▶ WHAT YOU ARE ASKED TO DO
Copy out every line of the data that has the word "instance" somewhere in it.

(Collection entries)
= = = = =
PR #2455, opened 2016-12-06
Make milliseconds nullable on Time

russcam:
Milliseconds do not apply when the Time is Month or Year.
Use constants for the milliseconds in each interval

### DIFF
--- a/src/Nest/CommonOptions/TimeUnit/Time.cs
+++ b/src/Nest/CommonOptions/TimeUnit/Time.cs
@@ -9,21 +9,20 @@ namespace Nest
 	[JsonConverter(typeof(TimeJsonConverter))]
 	public class Time : IComparable<Time>, IEquatable<Time>
 	{
-		private static readonly Regex _expressionRegex = new Regex(@"^(?<factor>[-+]?\d+(?:\.\d+)?)(?<interval>(?:y|M|w|d|h|m|s|ms))?$", RegexOptions.Compiled | RegexOptions.ExplicitCapture);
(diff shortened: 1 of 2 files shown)


src/Nest/CommonOptions/TimeUnit/Time.cs
```diff
@@ -9,21 +9,20 @@ namespace Nest
...
 	public class Time : IComparable<Time>, IEquatable<Time>
 	{
-		private static readonly Regex _expressionRegex = new Regex(@"^(?<factor>[-+]?\d+(?:\.\d+)?)(?<interval>(?:y|M|w|d|h|m|s|ms))?$", RegexOptions.Compiled | RegexOptions.ExplicitCapture);
+		private const double MillisecondsInAYearApproximate = MillisecondsInADay * 365;
+		private const double MillisecondsInAMonthApproximate = MillisecondsInADay * 30;
+		private const double MillisecondsInAWeek = MillisecondsInADay * 7;
+		private const double MillisecondsInADay = MillisecondsInAnHour * 24;
+		private const double MillisecondsInAnHour = MillisecondsInAMinute * 60;
+		private const double MillisecondsInAMinute = MillisecondsInASecond * 60;
+		private const double MillisecondsInASecond = 1000;
```
Mpdreamz: ++ we should be careful though with making consts out of things that could potentially change in between versions:
http://www.stum.de/2009/01/14/const-strings-a-very-convenient-way-to-shoot-yourself-in-the-foot/

Not the case here though

russcam: Agreed!

PR #2459, opened 2016-12-06
Add type to set auto expand replicas

russcam:


src/Nest/IndexModules/IndexSettings/Settings/AutoExpandReplicas.cs
```diff
@@ -0,0 +1,142 @@
...
+			get { return _maxReplicas; }
+			set
+			{
+				if (value == null && _minReplicas == null) _enabled = false;
+				else _enabled = true;
+				_maxReplicas = value;
+			}
+		}
+
+		public static AutoExpandReplicas Disabled() => new AutoExpandReplicas();
```
Mpdreamz: `AutoExpandReplicas` looks immutable to me so this could be a static property `{ get; } = new AutoExpandReplicas()` so that single instance could be reused.

russcam: ++ I'll make it immutable and make the disabled instance static 👍

PR #2462, opened 2016-12-06
ReindexAll() improvements

Mpdreamz:
`ReindexAll()` is now composed over the `IObservable`s from `ScrollAll()`
and `BulkAll()` taking advantage of both's build in concurrency.

Since the rate at which the scrolls produces far exceeds the rate at which we can consume them through bulks  `ReindexAll()` also implements a producerconsumer rate limiter. 
This is controlled by a `backPressureFactor` which controls the max amplification factor of running scrolls with the safe guard of:

`searchSize * maxConcurrency * backPressureFactor >= bulkSize`

Otherwise not enough scrolls would be spawned to feed a single bulk
request. Obviously if the scroll observable calls on complete it will
flush out any pending scrolls and feed it to `BulkAll()`.


Mpdreamz:
>remote: Resolving deltas: 100% (10/10), completed with 10 local objects.
>remote: Unexpected system error after push was received.
>remote: These changes may not be reflected on github.com!
>remote: Your unique error code: df69348cdee013b3cc32ec98aa672431

This PR seems to be missing my force push :( never seen this before

Mpdreamz:
OK that message can happen when github fails to update its caches on serverside commit hook. If you are looking at a diff on github.com that has limitter misspelled you are not reviewing the right commit. Please review locally. (commit list lists the correct sha numbers on here though).

src/Nest/CommonAbstractions/Infer/Inferrer.cs
```diff
@@ -31,6 +34,7 @@ public Inferrer(IConnectionSettingsValues connectionSettings)
 			this.CreateMultiHitDelegates = new ConcurrentDictionary<Type, Action<MultiGetHitJsonConverter.MultiHitTuple, JsonSerializer, ICollection<IMultiGetHit<object>>>>();
 			this.CreateSearchResponseDelegates = new ConcurrentDictionary<Type, Action<MultiSearchResponseJsonConverter.SearchHitTuple, JsonSerializer, IDictionary<string, object>>>();
 		}
+		public string Resolve(IUrlParameter urlParameter) => urlParameter.GetString(this._connectionSettings);
```
russcam: 👍

src/Nest/CommonAbstractions/Reactive/CoordinatedRequestObserverBase.cs
```diff
@@ -1,8 +1,15 @@
 ﻿using System;
 
-
-namespace Nest
+namespace Nest.CommonAbstractions.Reactive
```
russcam: namespace should be `Nest`

src/Nest/CommonAbstractions/Reactive/GetEnumerator.cs
```diff
@@ -0,0 +1,110 @@
+using System;
+using System.Collections;
+using System.Collections.Concurrent;
+using System.Collections.Generic;
+using System.Threading;
+
+namespace Nest.CommonAbstractions.Reactive
```
russcam: namespace should be `Nest`

src/Nest/CommonAbstractions/Reactive/PartitionHelper.cs
```diff
@@ -0,0 +1,40 @@
+using System.Collections;
+using System.Collections.Generic;
+using System.Linq;
+
+namespace Nest.CommonAbstractions.Reactive
```
russcam: namespace should be `Nest`

src/Nest/CommonAbstractions/Reactive/ProducerConsumerBackPressure.cs
```diff
@@ -0,0 +1,41 @@
+using System;
+using System.Threading;
+using System.Threading.Tasks;
+
+namespace Nest.CommonAbstractions.Reactive
```
russcam: namespace should be `Nest`

src/Nest/CommonAbstractions/Reactive/ProducerConsumerBackPressure.cs
```diff
@@ -0,0 +1,41 @@
...
+{
+	/// <summary>
+	/// Simple back pressure implementation that makes sure the minimum max concurrency between producer and consumer
+	/// is not amplified by the greedier of the by more then the backPressureFactor
```
russcam: "...greedier of the two..."

src/Nest/Document/Multiple/BulkAll/BulkAllRequest.cs
```diff
@@ -175,8 +185,19 @@ public BulkAllDescriptor(IEnumerable<T> documents)
...
+		public BulkAllDescriptor<T> BufferToBulk(Action<BulkDescriptor, IList<T>> modifier) => Assign(p => p.BufferToBulk = modifier);
+
+		/// <summary>
+		/// Simple back pressure implementation that makes sure the minimum max concurrency between producer and consumer
+		/// is not amplified by the greedier of the two by more then a given back pressure factor
+		/// When set each scroll request will additionally wait on <see cref="ProducerConsumerBackPressure.WaitAsync"/> as well as
+		/// <see cref="MaxDegreeOfParallelism"/> if set. Not that the consumer has to call <see cref="ProducerConsumerBackPressure.Release"/>
+		/// on the same instance every time it is done.
+		/// <param name="maxConcurrency">The minimum maximum concurrency which would be the bottleneck of the producer consumer pipeline</param>
+		/// <param name="backPressureFactor">The maximum amplification back pressure of the greedier part of the producer consumer pipeline</param>
```
russcam: I think we should point out what the default backPressureFactor is if unspecified.

Mpdreamz:
ported to `5.x` but was to eager and did not fix the xml doc warning and the test will do so now on both branches

PR #2468, opened 2016-12-07
fix #2448 favor publish_address in 5.x

### LINKED ISSUE #2448: Sniffing uses bound_address instead of publish_address
**Elasticsearch.Net version**: 5.0.0-rc4
**Elasticsearch version**: 5.0.1

I have Elasticsearch server bound on both loopback interface and LAN interface:
`network.host: ["_local_", "_site_"]`

Here is part of `/_nodes` response:
```
"http": {
    "bound_address": [
        "[::1]:9200",
        "127.0.0.1:9200",
        "10.9.0.129:9200"
    ],
    "publish_address": "10.9.0.129:9200",
    "max_content_length_in_bytes": 104857600
}
```

`SniffResponse` class uses the first value of `bound_address` array. As a result, when I use SniffingConnectionPool, it is initialized with server [::1]:9200, and all subsequent requests go to local machine. If I use only `_site_` binding, the client connects to the server normally.

Mpdreamz:
Now that 5.x no longer returns http_address we need to give precedence
to `publish_address` over `bound_address`

### DIFF
--- a/src/Elasticsearch.Net/Transport/Sniff/SniffResponse.cs
+++ b/src/Elasticsearch.Net/Transport/Sniff/SniffResponse.cs
@@ -5,35 +5,12 @@ using System.Text.RegularExpressions;
 
 namespace Elasticsearch.Net
 {
-	public class SniffResponse
+	public static class SniffParser
 	{
-		//internal ctor  - so that only Elasticsearch.Net can instantiate it
-		internal SniffResponse() { }
-
 		public static Regex AddressRegex { get; } = new Regex(@"^((?<fqdn>[^/]+)/)?(?<ip>[^:]+|\[[\da-fA-F:\.]+\]):(?<port>\d+)$");
-
-		public string cluster_name { get; set; }
-
-		public Dictionary<string, NodeInfo> nodes { get; set; }
-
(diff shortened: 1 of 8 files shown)


src/Elasticsearch.Net/Transport/Sniff/SniffResponse.cs
```diff
@@ -5,13 +5,29 @@
 
 namespace Elasticsearch.Net
 {
-	public class SniffResponse
+	public static class SniffParser
```
gmarz: 👍

Mpdreamz:
In the `2.x` branch we look at [http_address](https://github.com/elastic/elasticsearch-net/blob/2.x/src/Elasticsearch.Net/Transport/Sniff/SniffResponse.cs#L20)


which will yield `"http_address" : "elastic.co/35.160.254.14:9200",`

and an http section of:

```json
"http" : {
        "bound_address" : [ "127.0.0.1:9200", "[::1]:9200" ],
        "publish_address" : "elastic.co/35.160.254.14:9200",
        "max_content_length_in_bytes" : 104857600
}
```

Which is why this does not need to be ported to 2.x as we do the right thing there already

Mpdreamz:
ported to `5.x`

PR #2469, opened 2016-12-07
Quick sweap over all the TODO's that were quick to

Mpdreamz:
verify

also its sweep yeah i know 😢

### DIFF
--- a/src/Tests/Cluster/TaskManagement/TasksCancel/TasksCancelApiTests.cs
+++ b/src/Tests/Cluster/TaskManagement/TasksCancel/TasksCancelApiTests.cs
@@ -41,6 +41,7 @@ namespace Tests.Cluster.TaskManagement.TasksCancel
 				);
 
 				var taskId = reindex.Task;
+
 				//TODO change this to GetTasks when it's implemented
 				var taskInfo = client.ListTasks(new ListTasksRequest());
 				taskInfo.IsValid.Should().BeTrue();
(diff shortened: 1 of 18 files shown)


src/Tests/Framework/ManagedElasticsearch/Process/ElasticsearchNode.cs
```diff
@@ -239,9 +239,7 @@ private void ValidateLicense(IElasticClient client, XplatManualResetEvent handle
 
 			var exceptionMessageStart = "Server has license plugin installed, ";
 #if DOTNETCORE
-			//TODO Why is this here hardcoded ?
-			var licensePath = @"C:\license.json";
-			var licenseFile = File.Exists(licensePath) ? licensePath : string.Empty;
+			var licenseFile = Environment.GetEnvironmentVariable("ES_LICENSE_FILE");
```
russcam: ++

src/Tests/Cluster/TaskManagement/TasksCancel/TasksCancelApiTests.cs
```diff
@@ -41,6 +41,7 @@ protected override void IntegrationSetup(IElasticClient client, CallUniqueValues
 				);
 
 				var taskId = reindex.Task;
+
 				//TODO change this to GetTasks when it's implemented
```
gmarz: `GetTask` is implemented now, so we should be able to do `GetTask(taskId)`.

Issue #2248, opened 2016-09-13
The great documentation update


Mpdreamz:
We made great strides in 2.x having our documentation generated from actual code using roslyn to visit certain tests. 

This issue serves as an aggregate for remaining documentation issues so we can track it in one issue and make one big last swoop to get it into its final shape. 
- [x] Our docs are flattened on elastic.co site. We closely mimic elasticsearch's documentation tree but our generator loses much of this information. We need to be sure the documentation maintains the same tree in the generated asciidoc output. 
- [ ] We do not generate documentation for the API tests yet. The idea is to visit all  `Usage` and `Crud` tests and based on a consistent hash pick one of the 4 ways (sync/async and inititalizer/fluent) (was (#2239). 
- [ ] similarly all our analysis tests should end up in the documentation (#1991)
- [ ] For various reasons we would like to embedd tables (BenchMarkDotNet output for instance) our AsciiDoc parser does not handle this yet (https://github.com/russcam/asciidocnet/issues/2)
- [x] Revisit the flow of our Core docs (#2069)
- [x] Documentation: Clarify how a Connection Pool works and that its not responsible for the actual TCP connection pooling (#2260) 
- [x] Write a dedicated section on how to see what the client is doing (fiddler, logging, tracing, debuginformation, audits) (#864 #865)
- [ ] Add Compatibility Matrix from README to docs #2243
- [ ] Document Search Template #2729 
- [ ] Provide better context in `.doc.cs` cases see #3183 
- [ ] Document Suggesters (#2928)
- [ ] Improve Parent/Child documentation (#3542)

russcam:
Here's the rough Table of Contents for the new documentation

# NEST Documentation

- Introduction

- Breaking Changes
	- Elasticsearch.Net breaking changes
	- NEST breaking changes

- Elasticsearch.Net - Low level client
	- Getting started
		- Installing
		- Connecting
		- Calling an API
		- Providing a request body

- NEST - High level client
	- Getting started
		- Installing
		- Connecting
		- Indexing
		- Searching
		- Aggregations
	- Connecting
		- Configuration Options
		- Connection pools
		- Configuring SSL
		- Modifying the default connection
	- Serialization
		- Changing serializers
		- Modifying the default serializer
	- Mapping
		- Automapping
			- Inferred / Mapping from POCOs
			- Attributes
			- Fluent
			- Visitor pattern
		- Multi-fields
	- Analysis
		- Writing analyzers
		- Testing Analyzers
[...]

PR #2473, opened 2016-12-08
Limit the number of TCP connections on .NET core

russcam:
Give the same limit as in desktop clr. Might make sense to expose this as a configurable property in the future.
Remove the async action in the Parallel.For


russcam:
@Mpdreamz @gmarz I've added a `ConnectionLimit` value to `ConnectionConfiguration` with a default value of 80. Also added comments for all options; thinking that we can include these on a documentation page as part of #2248

russcam:
Rebasing and squashing

PR #2475, opened 2016-12-09
Add Create API

### LINKED ISSUE #2454: Add support for CreateRequest
https://www.elastic.co/guide/en/elasticsearch/reference/master/docs-index_.html#operation-type

currently unmapped

russcam:
Tidy up generated comments

Closes #2454


src/Nest/Document/Single/Create/CreateRequestJsonConverter.cs
```diff
@@ -0,0 +1,29 @@
+using System;
+using System.Linq;
+using System.Reflection;
+using Newtonsoft.Json;
+
+namespace Nest
+{
+	internal class CreateRequestJsonConverter : JsonConverter
```
gmarz: This is essentially identical to `IndexRequestJsonConverter`.  Can we make `IndexRequestJsonConverter` generic instead?

gmarz:
Minor comment regarding the JsonConverter, but otherwise LGTM.  We should probably back port this to 2.x as well.

src/Nest/Document/Single/Create/CreateRequestJsonConverter.cs
russcam: ++ will do 👍

PR #2477, opened 2016-12-09
found one remaining instance where an readonly* initialized property …

Mpdreamz:
…only has a getter, while this works and can also deserialize using black magic reflection an internal setter is nicer


Mpdreamz:
already ported to `5.x` by @russcam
= = = = =
▶ RESPONSE BELOW
Mpdreamz: `AutoExpandReplicas` looks immutable to me so this could be a static property `{ get; } = new AutoExpandReplicas()` so that single instance could be reused.
russcam: ++ I'll make it immutable and make the disabled instance static 👍
+		/// on the same instance every time it is done.
- [ ] For various reasons we would like to embedd tables (BenchMarkDotNet output for instance) our AsciiDoc parser does not handle this yet (https://github.com/russcam/asciidocnet/issues/2)
found one remaining instance where an readonly* initialized property …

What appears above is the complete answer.